Szukaj na blogu

Potrawy wigilijne 10/12: Kutia

Pochodzę z Podlasia, gdzie kutia jest jednym z 12 dań wigilijnej wieczerzy. 
Moja wersja jest dość szybka, bo używam maku z puszki, choć oczywiście w wersji oryginalnej to był mak ucierany w makutrze. Do kutii w zasadzie można dodać wszystkie bakalie, jakie się lubi, powinna być bogata i słodka, więc oczywiście ważnym składnikiem jest też naturalny miód.
Kutię należy przygotować dzień przed Wigilią, podaje się ją schłodzoną.


Składniki:
2 szklanki pszenicy na kutię
woda do gotowania (mniej więcej dwa razy więcej niż pszenicy)
1 łyżka masła 
1 puszka (800 g)masy makowej dobrej jakości
łącznie 2 szklanki bakalii: rodzynek, płatków migdałowych, posiekanych orzechów włoskich, orzechów pekan, suszonych daktyli, moreli i śliwek, kandyzowanej skórki pomarańczowej; 
skórka starta z 2 pomarańczy
miód do smaku - co najmniej 1 szklanka płynnego, naturalnego miodu
do konsystencji: przegotowana woda lub słodka śmietanka
Przygotowanie:
Pszenicę gotuję wg przepisu na opakowaniu do momentu, gdy jest miękka, ale nie rozgotowana (powinna pozostać jędrna).

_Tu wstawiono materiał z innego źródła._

PR #2876, opened 2023-03-24
Configuration tutorial

mtitov:


andre-merzky (approved):
LGTM.  I left a minor comment in the NBReview thing about disabling the reporter animation.

mturilli:
I committed an iteration of the resource. Pls consider that the documentation is written for the users and that we should explain them what to do. I tried to follow that approach with my iteration. Pls review and iterate as you see fit.

mtitov:
> I committed an iteration of the resource. Pls consider that the documentation is written for the users and that we should explain them what to do. I tried to follow that approach with my iteration. Pls review and iterate as you see fit.

IMO it lost some consistency. I wrote it in a way that starting to talk about how to describe the resource and then how to use that, currently it jumps from resource description to run description then back to resource description and again run description. Maybe then we can start talking about `run description` first and then go for `resource description`?
Also I would propose to refer resource config as a `resource description` (at some point it is similar as pilot description and task description).
Also there are some statements that could be misleading (e.g., `Redefining a key/value pair when coding the radical.pilot.PilotDescription object` - as an example `queue`, we do not redefine it, since config contains the default value in case user doesn't provide any), and couple errors and typos.

Should I take another iteration over yours considering my comments above (if they are valid)?

p.s. I would also propose to keep outputs from the executed cells, since that will be helpful for users

mturilli:
- Our current use of 'resource' is overloaded as it means both platform and cpu/gpu/memory/etc. I have started to put together a vocabulary that uses `facility` (e.g. ORNL), `platform` (e.g. Summit), `resource` (e.g., cpu/gpu/memory/etc). `resource_*.json` files are at facility level, entries in those conf files are at platform level, some key/value pairs in those entries are at resource level. It is a departure from the past in which resource was useful as a synonym of platform because the actual resources were only CPUs and it was easy to call them, well, CPUs. I spot the inconsistent use of `resource` in all the notebooks and, progressively, in our publications. Thus, I started fixing it, using `[HPC] platform` in place of `resource` and leaving `resource` when speaking about CPU/GPU/etc. It is work in progress but I would like for all of us to keep refining this new vocabulary until we are happy with it, instead of just using `resource` inconsistently as we did so far. Yes, this will create an inconsistency with the key `resource` in RP's jargon but I am willing to live with that for now (I trust in the mental flexibility of the users for matter of vocabulary as RP's uses a very unique dictionary anyway). I would also start to discuss among us how to change resource to platform (or whatever else) in RP, instead of considering the current terminology of RP 'fix in stone' and having to adapt all the rest---and especially the publications/presentations---to that. I would say we took the same approach recently with the change/introduction of `ranks` and `*_rank`.
- I agree, strictly speaking, the statement about queue could be misleading but I believe the solution is to find a better entry, not to avoid explaining how to override default values in the given configuration files. The goal here is to give a user useful information, i.e., information that can help them writing scientific applications. Taking that goal into account, we want to show them how to overwrite relevant entries in the configuration file. Feel free to choose some other property than `queue` and extend the documentation with a proper example of overriding default key/pair values. We can still keep the `queue` example, fixing its description. `queue` is one of the most commonly user-defined key in a pilot description object.
- Outputs: the whole point of using notebooks is that the cells will be executed by readthedocs. That will give us a sort of CI on the documentation that, so far, aged very rapidly and kept misleading the users with outdated/invalid/plain wrong code snippets/examples. That requires we push the notebooks to github without running them. See this documentation: https://nbsphinx.readthedocs.io/en/0.9.1/ . If readthedocs will not complete all the compilations within 30 minutes, then we will have to commit the notebooks (or a subset of them) with the cells compiled while we look for a workaround. 
- Narrative: please feel free to organize it as you think the *user* would find it more intuitive.
- Typos: please fix all the ones you see. I will have to check all the notebooks anyway with a spell/grammar corrector before the final publication of the new documentation (this is why I did not do it before submitting my iteration).

docs/source/tutorials/configuration.ipynb
```diff
@@ -1,20 +1,452 @@
 {
```
okilic1, line 1: <p>Some wording suggestions:</p><ul><li>All this information is provided to the pilot of a RP application via the <code>radical.pilot.PilotDescription</code> object -&gt; All this information is provided to the pilot of a RP application via the <code>radical.pilot.PilotDescription</code>  (pd) object</li><li>Among that object's attributes, <code>resource</code> is mandatory and requires an HPC platform ID as its value. -&gt; &nbsp;The resource is mandatory among that object's attributes and requires an HPC platform ID as its value.</li><li>Users can find these pre-defined IDs -&gt; Users can find these predefined IDs</li><li>offers a general-purpose set of configuration parameters -&gt; offers a set of general-purpose configuration parameters</li><li>Users can customize existing platform configuration files by overwriting existing key/value pairs -&gt; Users can customize platform configuration files by overwriting key/value pairs.</li><li>creating a configuration file -&gt; Creating a configuration file</li><li> that ID and specific set of configurations -&gt;  that ID and a specific set of configurations</li></ul>
<br/>

 _Reply via <a href='https://app.reviewnb.com/radical-cybertools/radical.pilot/pull/2876/discussion/'>ReviewNB</a>_ <div id='ReviewNBCommentContext-DoNotDelete' style='display:none' data-state='OPEN' data-cellIndex='0'/>

okilic1, line 1: <ul><li>the ID for whcih they want to overraide some   -&gt;  the ID for which they want to override some </li></ul><p> </p>
<br/>

 _Reply via <a href='https://app.reviewnb.com/radical-cybertools/radical.pilot/pull/2876/discussion/'>ReviewNB</a>_ <div id='ReviewNBCommentContext-DoNotDelete' style='display:none' data-state='OPEN' data-cellIndex='2'/>

okilic1, line 1: <p>There are references to RADICAL SAGA, shouln't we replace it with psi/j</p>
<br/>

 _Reply via <a href='https://app.reviewnb.com/radical-cybertools/radical.pilot/pull/2876/discussion/'>ReviewNB</a>_ <div id='ReviewNBCommentContext-DoNotDelete' style='display:none' data-state='OPEN' data-cellIndex='6'/>

okilic1, line 1: <p>Maybe we can combine all 4 code boxes into a one.</p><p> </p>
<br/>

 _Reply via <a href='https://app.reviewnb.com/radical-cybertools/radical.pilot/pull/2876/discussion/'>ReviewNB</a>_ <div id='ReviewNBCommentContext-DoNotDelete' style='display:none' data-state='OPEN' data-cellIndex='10'/>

Pod koniec gotowania dodaję masło. Pszenicę odsączam na sicie.
Rodzynki moczę w ciepłej wodzie przez 15 minut, po czym dokładnie odsączam na sicie. 
Łączę ugotowaną (przestudzoną) pszenicę, startą skórę z pomarańczy, masę makową i bakalie, dosładzam do smaku miodem, a konsystencję reguluję wodą lub śmietanką (kutia z wodą jest trwalsza i dłużej postoi w lodówce.)